It’s a question they don’t want to have to ask. “If this goes away…what are they going to do?”

Edder Diaz Martinez was brought to the United States from Mexico at 5 years old and is now a senior at ASU and one of roughly 300 DACA students at the university. He said right now he pays $7,000 per semester, but if in-state tuition is taken away from so-called Dreamers, that would drastically change.

[RELATED: Trump on deal for 'Dreamer' immigrants: 'NO MORE']

“I would pay about $14,000 per semester. So it’s almost double,” said Diaz Martinez. “Paying almost $30,000 a year, then $60,000, there’s no way I could afford that.”

[READ MORE: Arizona high court to consider in-state tuition for DREAMers]

In-state tuition for DACA students was granted by the Maricopa County Community College District but is now held up in court because of Attorney General Mark Brnovich. Brnovich said "Dreamers" are not eligible for lower tuition because of a 2006 proposition that does not allow DACA recipients to receive public benefits.

[READ MORE: Arizona court overturns in-state tuition for some immigrants]

Diaz Martinez said that's a double standard when it comes to public schools because DACA students pay taxes and contribute to the public universities.

“You’re talking about people who want to be doctors, they want to go into professions, STEM professions to contribute,” said Diaz Martinez.

[RELATED: AZ Board of Regents votes to give in-state tuition to DACA students]

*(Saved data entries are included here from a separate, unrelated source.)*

PR #162, opened 2015-10-16
Fix delete_many for empty generators

ostcar:
When delete_many is called with a generator instead of a list, then ```bool(keys)``` is always true, even when the generator is "empty".

But the line ```keys = [self.make_key(k, version=version) for k in keys]``` converts the generator into a list so ```bool(keys)``` does work again after the line.


niwinz:
Thanks!

PR #163, opened 2015-10-21
Update author's email

iknite:
I'm guessing that one since there is no MX records in .be DNS, 

Kudos!


niwinz:
Thanks for you time fixing it, but you are modifying the autogenerated file. Do not worry and thank for notice me. I will update it and push a new version!

iknite:
It was a minute so I'm glad it help

PR #171, opened 2016-01-10
Include documentation and tests in source tarball.

fladi:
This allows distribution packages (e.g. Debian) to run the tests and build the
documentation from source with only the pypi source tarball.


niwinz:
Thanks!

PR #173, opened 2016-01-11
Adds the version number inside the Python module.

### LINKED ISSUE #172: Include the version number in the module
It would be great if we could access the version number directly from the Python module `django_redis`, as it is the case in most Python packages, as it is suggested in [PEP 8](https://www.python.org/dev/peps/pep-0008/#version-bookkeeping) and [PEP 396](https://www.python.org/dev/peps/pep-0396/) (even though this last one was deferred).

It could be implemented [like in Django](https://github.com/django/django/blob/master/django/__init__.py), with a `VERSION` tuple and the `__version__` string would be generated from it. Of course, other mentions of this version number (like in setup.py) should import one of these two variables.

BertrandBordage:
Fixes #172.

### DIFF
--- a/django_redis/__init__.py
+++ b/django_redis/__init__.py
@@ -10,6 +10,10 @@ else:
         return caches[alias]
 
 
+VERSION = (4, 3, 0)
+__version__ = '.'.join(map(str, VERSION))
+
+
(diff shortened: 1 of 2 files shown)


niwinz:
Thanks!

He said the most detrimental part is how many DACA students would be forced to drop out of school due to financial constraints if their tuition doubles, which is a concern that's weighing on them emotionally too.

“At the end of the day, we do want to have normal lives. We want to feel like we are a normal person and a normal college student,” said Diaz Martinez.

[RELATED: Immigration advocacy group sends DACA recipients to DC to appeal to lawmakers]

The DACA students will start their news conference at 8:30 Monday morning outside the Arizona Supreme Court, and even though oral arguments begin Monday, that decision likely won't be made for a couple months.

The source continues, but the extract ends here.